• [Required action]: Copy all the lines of the data that include the word "latest".

══════════

PR #749, opened 2025-08-05
Prospero update operation to a specific version

### LINKED ISSUE #705: Add ability to update WildFly to a specific version of a manifest using wildfly-channels
### Description

Currently, Prospero update operation always picks the latest available manifest(s) version(s) to update to. Some users might prefer to perform an update to a concrete version that they can pre-test.

The goal of this proposal is to give a user an option to perform an update to any available manifest(s) version(s).

### Issue Contact

spyrkob

pedro-hos:
Resolves: #705

### DIFF
--- a/provisioning/Prospero_update_to_version.adoc
+++ b/provisioning/Prospero_update_to_version.adoc
@@ -1,0 +1,182 @@
+---
+categories:
+ - provisioning
+stability-level: default
+# Specify the Feature Development tracker issue for the feature.
+# This must be an issue tracked in https://github.com/orgs/wildfly/projects/7/views/1.
+# To create a Feature Development tracker issue, go to  https://github.com/wildfly/wildfly-proposals/issues/new/choose
+# and select 'Feature Development'
+issue: https://github.com/wildfly/wildfly-proposals/issues/705
+# Provide the github ids of the members of the feature team, organized by role.
+# Provide a single id for the 'assignee' role. Use a yaml list for the 'sme' and
+# 'outside-perspective' roles, even if there is only one person in a role.
+feature-team:
+ developer: Pedro Henrique de Oliveira Silva
+ sme:
+  - Jeff Mesnil
+ outside-perspective:
+  - Tomas Hofman
+# This should be blank during initial development of a feature. It may be used
+# after the feature is completed if a subsequent issue is field to track promotion
+# of this feature to a higher stability level
+promoted-by:
+---
+= Add ability to update WildFly to a specific version of a manifest using wildfly-channels.
+:author:            Bartosz Spyrko-Smietanko
+:email:             bspyrkos@redhat.com
+:toc:               left
+:icons:             font
+:idprefix:
+:idseparator:       -
+
+== Overview
+
+Currently, Prospero update operation always picks the latest available manifest(s) version(s) to update to. Some users might prefer to perform an update to a concrete version that they can pre-test.
+
+This proposal adds a new parameter to the `update perform` and `update prepare` operations that will accept a version of a manifest version.
+
+=== User Stories
+
+ - As an admin, I want to use a physical manifest version to update the server to a specific version. For example, use `--version=36.0.0.Beta1` to move to this specific version.
+ - As an admin, I want to be able to perform a downgrade if a specified version is lower than a current version. Such operation should result in a warning that the user has to accept.
+ - As an admin, I want to be able to perform a downgrade in a non-interactive way by specifying a command-line flag. For example, use `--version=...` on the `update perform` and `update prepare` in order to downgrade.
+ - As an admin, I want to be prevented from downgrading a manifest version unless the new version is specified explicitly.
+
+
+==== Nice-to-have:
+ - As an admin customer I want to be able to see a list of potential manifest versions I can update (or downgrade to).
+
+== Issue Metadata
+
+=== Related Issues
+
+ - https://github.com/wildfly/prospero/issues/972
+ - https://github.com/wildfly/prospero/issues/577
+ - https://issues.redhat.com/browse/EAP7-2291
+
+=== Affected Projects or Components
+
+ - https://github.com/wildfly-extras/prospero[Prospero]
+ - https://github.com/wildfly-extras/wildfly-installation-manager-api[Installation Manager API]
+ - https://github.com/wildfly/wildfly-core[WildFly Core]
+ - https://github.com/hal/console[HAL Console]
+
+=== Other Interested Projects
+
+=== Relevant Installation Types
+
+* Traditional standalone server (unzipped or provisioned by Galleon)
+* Managed domain
+
+== Requirements
+
+==== Hard requirements:
+- Add a `--version` parameter to the update operation with values in format `<CHANNEL_NAME>::<VERSION>`
+- If the `--version` parameter is present, the `update perform` and `update prepare` operations use a manifest with this version to provision the server.
+- If the `--version` provided is lower than the current version, the user should be **warned** and asked to confirm the operation.
+- If the `--version` is used in conjunction with `--yes` flag, the downgrade confirmation is skipped.
+- If a server is subscribed to multiple channels, the customer has to provide versions of all the involved manifests.
+- If the `--version` is not specified and the `update` operation would result in a manifest downgrade, the operation should fail as an error.
+- Above changes need to be available in JBoss CLI and HAL console.
+
+==== Nice-to-have requirements:
+- A new `update list-versions` operation should present a list of possible manifest updates and downgrades.
+- If the channel uses a URL manifest, the user should be able to provide the URL of the new manifest. Note, providing a version for a URL-based channel should be considered an error.
+- If the URL manifest provided is a GAV-based manifest, it's expected an error
+- Improve the `prospero history --dir wildfly-ee/` history command output to provide more detailed info - both maven version and logical versions should be displayed. Currently only the *logical version* is displayed:
+
+```
+$ ./prospero history --dir wildfly-ee/
+[0b685213] 2025-10-27T14:44:57Z - update [WildFly EE 38.0.0.Final]
+[f967d959] 2025-10-27T14:29:05Z - install [WildFly EE 37.0.0.Final]
+```
+
+==== Non-requirements:
+- When the server is subscribed to multiple channels, update operation does not verify the compatibility of selected versions.
+- "Fixing" a server to a manifest version - i.e. the update operation *does not* change the channel configuration. If before the update server was subscribed to a `org.wildfly.channels:wildfly`, the version will not be added after the update.
+
+=== Future Work
+
+- Supporting rollback to a physical manifest.
+- Possibly listing available versions in `update list` operation.
+
+== Backwards Compatibility
+
+This change would prevent a downgrade without an explicit `--version` argument. Some users may have used this option, but this is not a recommended use case.
+
+=== Default Configuration
+
+n/a
+
+=== Importing Existing Configuration
+
+n/a
+
+=== Deployments
+
+n/a
+
+=== Interoperability
+
+n/a
+
+== Implementation Plan
+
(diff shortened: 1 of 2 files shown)


provisioning/Prospero_update_to_version.adoc
```diff
@@ -0,0 +1,178 @@
...
+---
+= Add ability to update WildFly to a specific version of a manifest using wildfly-channels.
+:author:            Bartosz Spyrko-Smietanko
+:email:             bspyrkos@redhat.com
+:toc:               left
+:icons:             font
+:idprefix:
+:idseparator:       -
+
+__<The entire document should be one to two pages long. We will write each analysis document as if it is a conversation with a future developer. This requires a good writing style, with full sentences organized into paragraphs. Bullets are acceptable only for visual style, not as an excuse for writing sentence fragments.>__
```
jmesnil, line 33: you can remove this section.

provisioning/Prospero_update_to_version.adoc
```diff
@@ -0,0 +1,178 @@
...
+
+
+==== Nice-to-have:
+ - As an admin customer I want to be able to see a list of potential manifest versions I can update (or downgrade to).
+
+== Issue Metadata
+
+=== Related Issues
+
+ - https://github.com/wildfly-extras/prospero/issues/754
```
jmesnil, line 56: Could you also add a link to https://github.com/wildfly/wildfly-proposals/pull/577 please?

provisioning/Prospero_update_to_version.adoc
```diff
@@ -0,0 +1,178 @@
...
+
+__<List the installation types that are relevant for the features and remove any that are not relevant>__.
+
+* Traditional standalone server (unzipped or provisioned by Galleon)
+* Managed domain
+
+== Requirements
+
+==== Hard requirements:
+- Add a `--version` parameter to the update operation with values in format `<CHANNEL_NAME>::<VERSION>`
```
jmesnil, line 78: I'm not sure about the format.  In the simple case (only 1 manifest was used to provision the installation), only the `version` from the manifest's Maven GAV coordinates needs to be specified.
For more complex cases (multiple manifests were used), the full Maven coordinates would needs to be specified for the manifest(s) to update to.

`--version` could be either `<version>` or a comma-separated lists of `<groupId>:<artifactId>:<version>`.

wdyt?

provisioning/Prospero_update_to_version.adoc
```diff
@@ -0,0 +1,178 @@
...
+- If the channel uses a URL manifest, the user should be able to provide the URL of the new manifest. Note, providing a version for a URL-based channel should be considered an error.
+
+==== Non-requirements:
+- When the server is subscribed to multiple channels, update operation does not verify the compatibility of selected versions.
+- "Fixing" a server to a manifest version - i.e. the update operation *does not* change the channel configuration. If before the update server was subscribed to a `org.wildfly.channels:wildfly`, the version will not be added after the update.
+
+=== Future Work
+
+- Supporting rollback to a logical/physical manifest.
+- __Possibly listing available versions in `update list` operation.__
```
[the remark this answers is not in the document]
pedro-hos: That's the same from `==== Nice-to-have requirements:`. I guess that we can use only one. wdyt?

provisioning/Prospero_update_to_version.adoc
```diff
@@ -0,0 +1,178 @@
...
+- If the `--version` is not specified and the `update` operation would result in a manifest downgrade, the operation should fail as an error.
+- Above changes need to be available in JBoss CLI and HAL console.
+
+==== Nice-to-have requirements:
+- A new `update list-versions` operation should present a list of possible manifest updates and downgrades.
+- If the channel uses a URL manifest, the user should be able to provide the URL of the new manifest. Note, providing a version for a URL-based channel should be considered an error.
+
+==== Non-requirements:
+- When the server is subscribed to multiple channels, update operation does not verify the compatibility of selected versions.
+- "Fixing" a server to a manifest version - i.e. the update operation *does not* change the channel configuration. If before the update server was subscribed to a `org.wildfly.channels:wildfly`, the version will not be added after the update.
```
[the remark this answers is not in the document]
pedro-hos: The first one is related to multiple channels. I don't know if you agree, but the ideia is not verify the compatibility of the versions present on `--version` parameter when using multiple channels.

TBH I didn't understand the second as well. I don't know what Bartosz was thinking on this section. Do you think that we can remove it @jmesnil?

provisioning/Prospero_update_to_version.adoc
TomasHofman: Following two points are relevant for this discussion (reference via channel name or via manifest coordinate):

> - If a server is subscribed to multiple channels, the customer has to provide versions of all the involved manifests.

This point is actually not a problem, as I'm checking that the wildfly-channel lib doesn't allow to initialize a session with multiple channels that have identical manifest. That means that manifest coordinate also uniquely represents a channel. So we could use both - channel name or manifest coordinate.

> - If the channel uses a URL manifest, the user should be able to provide the URL of the new manifest. Note, providing a version for a URL-based channel should be considered an error.

Here the manifest coordinate I think becomes bit problematic. We need to identify a channel we want to change, and at the same time provide a new manifest coordinate.

With channel name it could be as Bartek suggested `--version channel-0::https:/...`. 

With manifest coordinates, it would have to be something like `--version oldurl::newurl`? Single colon doesn't look like sufficient delimiter.

provisioning/Prospero_update_to_version.adoc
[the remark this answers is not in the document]
TomasHofman: It looks reasonable behavior to me, I wouldn't remove it. :)

provisioning/Prospero_update_to_version.adoc
```diff
@@ -0,0 +1,175 @@
...
+
+== Overview
+
+Currently, Prospero update operation always picks the latest available manifest(s) version(s) to update to. Some users might prefer to perform an update to a concrete version that they can pre-test.
+
+This proposal adds a new parameter to the `update perform` and `update prepare` operations that will accept a version of a manifest version.
+
+=== User Stories
+
+ - As an admin I want to use a logical or physical manifest version to update the server to a specific version.
```
TomasHofman, line 41: Note that allowing the logical version would probably mean downloading all versions of manifest files form maven to be able to create mapping between logical version and real maven version. I kinda see that as problematic.

We would also need to be able to distinguish if given string is a logical or a real maven version, which I'm not sure if can be done reliably.

(The logical version is metadata field inside the manifest YAML, see https://download.eng.brq.redhat.com/brewroot/repos/jb-eap-8.1-maven-build/latest/maven/org/jboss/eap/channels/eap-8.1/1.0.0.GA-redhat-00012/eap-8.1-1.0.0.GA-redhat-00012-manifest.yaml)

TomasHofman:
@jmesnil as I'm looking at https://github.com/wildfly-extras/prospero/issues/754 / https://github.com/wildfly/wildfly-proposals/issues/705 linked as related to this proposal, this proposal doesn't in fact enable that. Am I right and is that OK?

In this proposal the --version parameter only affects single invocation of given update command. The https://github.com/wildfly/wildfly-proposals/issues/705 requires permanent change of the manifest version in `.installation/installer-channels.yaml`.

provisioning/Prospero_update_to_version.adoc
pedro-hos: I agree, w/ the name seems the correct way to make it work. Like you said: `--version channel-0::https:/...`. With manifest coordinates I don't see other way as  `--version oldurl::newurl` 

Should I add those examples on each bullet point? I think that it could be useful.

jmesnil:
@TomasHofman That seems right, #705 proposal actually correspond to the non-requirement ("Fixing" a server to a manifest version) from this #749 proposal.

provisioning/Prospero_update_to_version.adoc
```diff
@@ -0,0 +1,175 @@
...
+- If the `--version` parameter is present, the `update perform` and `update prepare` operations use a manifest with this version to provision the server.
+- If the `--version` provided is lower than the current version, the user should be warned and asked to confirm the operation.
+- If the `--version` is used in conjunction with `--yes` flag, the downgrade confirmation is skipped.
+- If a server is subscribed to multiple channels, the customer has to provide versions of all the involved manifests.
+- If the `--version` is not specified and the `update` operation would result in a manifest downgrade, the operation should fail as an error.
+- Above changes need to be available in JBoss CLI and HAL console.
+
+==== Nice-to-have requirements:
+- A new `update list-versions` operation should present a list of possible manifest updates and downgrades.
+- If the channel uses a URL manifest, the user should be able to provide the URL of the new manifest. Note, providing a version for a URL-based channel should be considered an error.
```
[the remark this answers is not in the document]
pedro-hos: I'll add the following line, what do you think?

`- If the URL manifest provided is a GAV-based manifest, it's expected an error`

provisioning/Prospero_update_to_version.adoc
pedro-hos: Do you think that we could only remove the `logical version` for example: `logical-version: "EAP 8.1 GA"` and keep only the `physical manifest version`, like: `org.jboss.eap.channels:eap-8.1` from the text?

TomasHofman:
I'm considering whether we are going to provide enough context for the users to figure this out.

The scenario:
* User updates the installation and finds an issue -> needs to rollback to the previous manifest. But, what was the previous manifest?
* User runs history command:
```
$ ./prospero history --dir wildfly-ee/ 
[0b685213] 2025-10-27T14:44:57Z - update [WildFly EE 38.0.0.Final]
[f967d959] 2025-10-27T14:29:05Z - install [WildFly EE 37.0.0.Final]
```
-> only the logical version is displayed, which is not usable unless we enable logical version as input parameter.
* User can run list-channels to see how logical version map to maven versions:
```
$ ./prospero update list-channels --dir wildfly-ee/ --all
Checking available updates for /home/thofman/Projects/prospero/wildfly-ee

Found new versions of channel manifests available:
 - channel name: channel-0
   current version: 38.0.0.Final
   available versions:
   ...
   - 36.0.0.Beta1 (WildFly EE 36.0.0.Beta1)
   - 36.0.0.Final (WildFly EE 36.0.0.Final)
   - 36.0.1.Final (WildFly EE 36.0.1.Final)
   - 37.0.0.Beta1 (WildFly EE 37.0.0.Beta1)
   - 37.0.0.Final (WildFly EE 37.0.0.Final)
   - 37.0.1.Final (WildFly EE 37.0.1.Final)
   - 38.0.0.Beta1 (WildFly EE 38.0.0.Beta1)
   - 38.0.0.Final (WildFly EE 38.0.0.Final)
```
So the maven version is 37.0.0.Final, but it's not very good experience, and quite hard to explain.

I think we have two options:
* Improve the history command output to provide more detailed info - both maven version and logical versions should be displayed. I would like this change to be there.
* Keep the logical version as an option for --version parameter input. We can now add it as optional requirement and see what it takes to implement it.

WDYT?

TomasHofman (approved):

TomasHofman (approved):
Looks good, thanks @pedro-hos !

provisioning/Prospero_update_to_version.adoc
```diff
@@ -0,0 +1,182 @@
...
+issue: https://github.com/wildfly/wildfly-proposals/issues/705
+# Provide the github ids of the members of the feature team, organized by role.
+# Provide a single id for the 'assignee' role. Use a yaml list for the 'sme' and
+# 'outside-perspective' roles, even if there is only one person in a role.
+feature-team:
+ developer: Pedro Henrique de Oliveira Silva
+ sme:
+  - Jeff Mesnil
+ outside-perspective:
+  - Tomas Hofman
```
bstansberry: github id please

jmesnil (approved):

══════════

• [Response box]:
Currently, Prospero update operation always picks the latest available manifest(s) version(s) to update to. Some users might prefer to perform an update to a concrete version that they can pre-test.
+Currently, Prospero update operation always picks the latest available manifest(s) version(s) to update to. Some users might prefer to perform an update to a concrete version that they can pre-test.
+Currently, Prospero update operation always picks the latest available manifest(s) version(s) to update to. Some users might prefer to perform an update to a concrete version that they can pre-test.
(The logical version is metadata field inside the manifest YAML, see https://download.eng.brq.redhat.com/brewroot/repos/jb-eap-8.1-maven-build/latest/maven/org/jboss/eap/channels/eap-8.1/1.0.0.GA-redhat-00012/eap-8.1-1.0.0.GA-redhat-00012-manifest.yaml)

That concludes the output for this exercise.